───── Available data
PR #6732, opened 2020-05-22
Create PSO in render stage

minggo:
Will continue to add commits into this PR. **So it is not ready to be merged**. Current implementation includes:
- record PSO in sub model
- Inherited class of Model should use `Model.getMacroPatches()` to add macro patches, and use `Model.updateAttributesAndBinding()` to update instance attributes and local bindings.
- Planar shadow is not handled as @YunHsiao will fix it in v1.1.1

Things left:
- Add a PassManager to manage all passes to avoid redundent invoking Pass.update(). 
- Don't create PSO in Pass.


minggo:
Works are done, things left:
- instance attributes and instance buffer can not work
- planar shadow can not work

@YunHsiao please continue the work based on my PR. Thanks.

cocos/core/gfx/render-pass.ts
```diff
@@ -78,4 +80,21 @@ export abstract class GFXRenderPass extends GFXObject {
     public abstract initialize (info: IGFXRenderPassInfo): boolean;
 
     public abstract destroy (): void;
+    public hash(): number { return this._hash; }
```
pandamicro, line 83: It's better to check whether _hash exists, if not just do computeHash, so that we can ensure hash is  always accessible

cocos/core/gfx/input-assembler.ts
```diff
@@ -52,6 +53,14 @@ export abstract class GFXInputAssembler extends GFXObject {
         return this._attributes;
     }
 
+    /**
+     * @en Get hash of current attributes.
+     * @zh 获取顶点属性数组的哈希值。
+     */
+    get attributesHash(): number {
+        return this._attributesHash;
```
pandamicro, line 61: Same as render pass, it's easier to use if automatically computed

cocos/core/pipeline/forward/forward-stage.ts
```diff
@@ -107,12 +107,13 @@ export class ForwardStage extends RenderStage {
...
                         const pass = passes[p];
-                        const pso = subModel.psos![p];
+                        // const pso = subModel.psos![p];
                         if (pass.instancedBuffer) {
-                            pass.instancedBuffer.merge(subModel, ro.model.instancedAttributes, pso);
+                            // pass.instancedBuffer.merge(subModel, ro.model.instancedAttributes, pso);
                             this._opaqueInstancedQueue.queue.add(pass.instancedBuffer);
                         } else if (pass.batchedBuffer) {
-                            pass.batchedBuffer.merge(subModel, ro, pso);
+                            // pass.batchedBuffer.merge(subModel, ro, pso);
```
pandamicro: Those comments should be removed

cocos/core/pipeline/forward/forward-stage.ts
```diff
@@ -175,15 +176,15 @@ export class ForwardStage extends RenderStage {
         cmdBuff.beginRenderPass(this._framebuffer!, this._renderArea!,
             camera.clearFlag, colors, camera.clearDepth, camera.clearStencil);
 
-        this._renderQueues[0].recordCommandBuffer(cmdBuff);
+        this._renderQueues[0].recordCommandBuffer(this._device!, this._framebuffer!.renderPass!, cmdBuff);
```
pandamicro: TS should not complain about these private properties, please remove `!`

cocos/core/renderer/scene/submodel.ts
```diff
@@ -4,24 +4,38 @@ import { RenderingSubMesh } from '../../assets/mesh';
...
     protected _cmdBuffers: GFXCommandBuffer[] = [];
+    protected _pathces? : IMacroPatch[];
 
-    set psos (val) {
-        this._psos = val;
-    }
-
-    get psos () {
-        return this._psos;
+    get psoCreateInfos() {
```
pandamicro: Could be simplify to `psoInfos`

cocos/core/renderer/core/pass.ts
```diff
@@ -170,17 +151,13 @@ export class Pass {
         Object.assign(target._dss, info.depthStencilState);
     }
 
-    /**
-     * @zh
-     * 根据指定 PSO 信息计算 hash
-     * @param psoInfo 用于计算 PSO hash 的最小必要信息
-     */
```
pandamicro, line 177: Please add API comment to the new version, include English and Chinese, param should use English

cocos/core/renderer/scene/submodel.ts
```diff
@@ -70,9 +84,72 @@ export class SubModel {
...
+        }
+
+        const passes = materail.passes;
+        for (let j = 0; j < passes.length; ++j) {
+            const pass = passes[j];
+            pass.beginChangeStatesSilently();
+            pass.tryCompile(); // force update shaders
+            pass.endChangeStatesSilently();
+        }
+        this._psoCreateInfos = [];
```
pandamicro: `this._psoCreateInfos.length = 0` should be enough

cocos/core/renderer/scene/submodel.ts
```diff
@@ -70,9 +84,72 @@ export class SubModel {
...
+        if (len == 0) {
+            return;
+        }
+
+        for (let i = 0; i < len; ++i) {
+            const { bindingLayout: bl, pipelineLayout: pl } = this._psoCreateInfos[i];
+            bl.destroy();
+            pl.destroy();
+        }
+        this._psoCreateInfos = [];
```
pandamicro: this._psoCreateInfos.length = 0

cocos/core/pipeline/pipeline-state-manager.ts
```diff
@@ -0,0 +1,49 @@
...
+ */
+
+import { GFXPipelineState, IGFXPipelineStateInfo } from '../gfx/pipeline-state';
+import { IPSOCreationInfo } from '../renderer/scene/submodel';
+import { GFXRenderPass } from '../gfx/render-pass';
+import { GFXInputAssembler } from '../gfx/input-assembler';
+import { murmurhash2_32_gc } from '../utils/murmurhash2_gc';
+import { GFXDevice } from '../gfx/device';
+
+export class PipelineStateManager {
```
pandamicro, line 12: Do we need to detect useless PSOs and destroy them if no longer needed ? Like a garbage collect mechanism

cocos/core/gfx/render-pass.ts
minggo: computeHash should be invoked in inherited classes as it know when attributes are set.

cocos/core/pipeline/forward/forward-stage.ts
minggo: It will complain if removed `!`.

cocos/core/pipeline/pipeline-state-manager.ts
minggo: We don't know which PSO is not needed, it may be used later. Of course, we can add timer to record how long a PSO is not used, but it may make things complex. We can destroy PSOs when memory is low if we have the notification. But create PSO is slow, we should cache them as possible. As i know, bgfx doesn't destroy it.

cocos/core/renderer/scene/submodel.ts
minggo: Ok.

cocos/core/renderer/scene/submodel.ts
minggo: Yep, it sounds good.

cocos/core/gfx/input-assembler.ts
minggo: The same reason as render pass.

shrinktofit:
CreationInfo -> CreateInfo, reference to Vulkan API

cocos/core/gfx/pipeline-state.ts
```diff
@@ -151,7 +151,8 @@ export class GFXInputState {
 export interface IGFXPipelineStateInfo {
     primitive: GFXPrimitiveMode;
     shader: GFXShader;
-    inputState: GFXInputState;
+    // inputState: GFXInputState;
```
shrinktofit: If not used, please directly remove it

cocos/core/pipeline/pipeline-state-manager.ts
```diff
@@ -0,0 +1,49 @@
...
+
+    static getOrCreatePipelineState(
+        device: GFXDevice,
+        psoCreateInfo: IPSOCreationInfo,
+        renderPass: GFXRenderPass,
+        ia: GFXInputAssembler
+        ): GFXPipelineState {
+
+            const hash1 = psoCreateInfo.hash;
+            const hash2= renderPass.hash;
```
shrinktofit: space

cocos/core/renderer/models/morph-model.ts
```diff
@@ -7,24 +7,25 @@ import { RenderingSubMesh } from '../../assets/mesh';
...
-
     private _usedMaterials = new Set<Material>();
 
-    protected createPipelineState (pass: Pass, subModelIndex: number, patches?: IMacroPatch[]) {
-        if (!this._morphRenderingInstance) {
-            // @ts-ignore
-            return super.createPipelineState(...arguments);
+    protected getMacroPatches(subModelIndex: number) : any {
+        if (this._morphRenderingInstance) {
+            return this._morphRenderingInstance.requiredPatches(subModelIndex);
```
shrinktofit: In view of `MorphModel`, it's better to conjugate super's result: `return this._morphRenderingInstance.requiredPatches(subModelIndex).concat(super.getMacroPatches() ?? [])`

minggo:
> CreationInfo -> CreateInfo, reference to Vulkan API

Could you please make it more clear? Which one need to be changed?

cocos/core/pipeline/pipeline-state-manager.ts
minggo: Good catch, i don't know why VS code make the space like this.

cocos/core/gfx/pipeline-state.ts
minggo: Sure.

cocos/core/renderer/models/skinning-model.ts
```diff
@@ -244,15 +244,19 @@ export class SkinningModel extends MorphModel {
...
-        if (EDITOR && pass.instancedBuffer) {
-            console.warn('real-time skeletal animation doesn\'t support instancing, expect rendering anomalies');
-        }
-        const pso = super.createPipelineState(pass, subModelIdx, patches?.concat(myPatches) ?? myPatches);
-        const bindingLayout = pso.pipelineLayout.layouts[0];
-        const buffer = this._buffers[this._bufferIndices![subModelIdx]];
-        if (buffer) { bindingLayout.bindBuffer(UBOSkinning.BLOCK.binding, buffer); }
-        return pso;
+    protected getMacroPatches(subModelIndex: number) : any {
+        return myPatches;
```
──────────
_Problem_
All lines from the top of the data through the line containing "- record PSO in sub model" need to be retyped exactly, and nothing more.

_Answer area_
PR #6732, opened 2020-05-22
Create PSO in render stage

minggo:
Will continue to add commits into this PR. **So it is not ready to be merged**. Current implementation includes:
- record PSO in sub model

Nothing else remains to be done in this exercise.